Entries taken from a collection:
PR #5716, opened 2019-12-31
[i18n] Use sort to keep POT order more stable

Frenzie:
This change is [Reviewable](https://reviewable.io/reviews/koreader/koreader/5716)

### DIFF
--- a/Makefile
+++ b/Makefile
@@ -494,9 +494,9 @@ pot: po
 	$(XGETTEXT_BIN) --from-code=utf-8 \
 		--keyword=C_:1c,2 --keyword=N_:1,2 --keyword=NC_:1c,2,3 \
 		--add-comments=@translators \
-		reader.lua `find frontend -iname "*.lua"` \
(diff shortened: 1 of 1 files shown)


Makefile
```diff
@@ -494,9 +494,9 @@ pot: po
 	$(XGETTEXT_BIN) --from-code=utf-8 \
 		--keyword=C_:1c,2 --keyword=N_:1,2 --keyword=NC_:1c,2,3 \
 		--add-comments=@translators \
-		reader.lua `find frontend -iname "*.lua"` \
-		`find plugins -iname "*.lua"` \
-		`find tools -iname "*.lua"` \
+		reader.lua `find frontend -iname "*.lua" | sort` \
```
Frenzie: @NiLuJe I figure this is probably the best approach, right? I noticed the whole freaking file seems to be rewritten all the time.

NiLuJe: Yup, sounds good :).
==
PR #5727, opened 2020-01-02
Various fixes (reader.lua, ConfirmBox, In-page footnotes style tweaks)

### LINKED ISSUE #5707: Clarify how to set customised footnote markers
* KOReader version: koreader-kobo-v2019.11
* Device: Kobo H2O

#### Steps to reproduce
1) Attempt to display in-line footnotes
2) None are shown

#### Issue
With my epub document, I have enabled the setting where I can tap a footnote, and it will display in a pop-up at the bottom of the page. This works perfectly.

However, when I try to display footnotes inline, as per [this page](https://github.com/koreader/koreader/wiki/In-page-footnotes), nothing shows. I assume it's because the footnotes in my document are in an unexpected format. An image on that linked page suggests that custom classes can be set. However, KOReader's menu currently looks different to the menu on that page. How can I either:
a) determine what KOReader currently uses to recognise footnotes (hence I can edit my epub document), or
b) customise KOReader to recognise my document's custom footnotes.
---
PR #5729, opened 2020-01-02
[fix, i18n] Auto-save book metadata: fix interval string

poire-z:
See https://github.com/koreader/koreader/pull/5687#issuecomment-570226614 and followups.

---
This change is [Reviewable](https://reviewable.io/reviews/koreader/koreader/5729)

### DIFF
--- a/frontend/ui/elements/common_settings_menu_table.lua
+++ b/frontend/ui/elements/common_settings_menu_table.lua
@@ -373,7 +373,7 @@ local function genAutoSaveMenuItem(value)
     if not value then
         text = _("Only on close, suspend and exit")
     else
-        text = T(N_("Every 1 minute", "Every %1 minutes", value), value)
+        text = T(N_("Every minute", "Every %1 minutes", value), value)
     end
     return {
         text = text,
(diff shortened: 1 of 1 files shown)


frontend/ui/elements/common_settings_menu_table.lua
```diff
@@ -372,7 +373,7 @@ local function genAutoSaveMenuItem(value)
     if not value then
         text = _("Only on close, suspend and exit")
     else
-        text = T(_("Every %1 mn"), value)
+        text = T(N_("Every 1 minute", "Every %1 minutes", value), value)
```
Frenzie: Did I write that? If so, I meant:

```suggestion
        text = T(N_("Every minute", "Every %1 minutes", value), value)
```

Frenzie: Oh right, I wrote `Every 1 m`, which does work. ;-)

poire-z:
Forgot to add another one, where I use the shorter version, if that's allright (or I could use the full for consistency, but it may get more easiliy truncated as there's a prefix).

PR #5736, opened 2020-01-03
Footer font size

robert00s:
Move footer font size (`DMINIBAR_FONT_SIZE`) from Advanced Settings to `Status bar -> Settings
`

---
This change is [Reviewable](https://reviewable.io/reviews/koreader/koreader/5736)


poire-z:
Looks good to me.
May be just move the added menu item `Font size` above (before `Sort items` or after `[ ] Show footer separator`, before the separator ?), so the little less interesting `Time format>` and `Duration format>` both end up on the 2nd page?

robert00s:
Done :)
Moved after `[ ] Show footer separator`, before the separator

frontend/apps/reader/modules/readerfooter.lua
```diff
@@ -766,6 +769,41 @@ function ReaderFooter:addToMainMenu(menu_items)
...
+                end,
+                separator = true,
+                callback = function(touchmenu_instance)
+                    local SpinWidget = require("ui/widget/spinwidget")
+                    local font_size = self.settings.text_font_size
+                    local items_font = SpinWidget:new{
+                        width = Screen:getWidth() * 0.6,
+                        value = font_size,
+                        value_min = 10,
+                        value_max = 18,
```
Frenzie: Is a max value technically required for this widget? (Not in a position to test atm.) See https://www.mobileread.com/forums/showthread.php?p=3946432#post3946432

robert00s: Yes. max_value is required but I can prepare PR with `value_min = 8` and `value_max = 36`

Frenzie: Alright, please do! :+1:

_WHAT IS EXPECTED_.
Search the records for the string "more" and, wherever a line contains it, please copy that line.

_SOLUTION_.
[i18n] Use sort to keep POT order more stable
Forgot to add another one, where I use the shorter version, if that's allright (or I could use the full for consistency, but it may get more easiliy truncated as there's a prefix).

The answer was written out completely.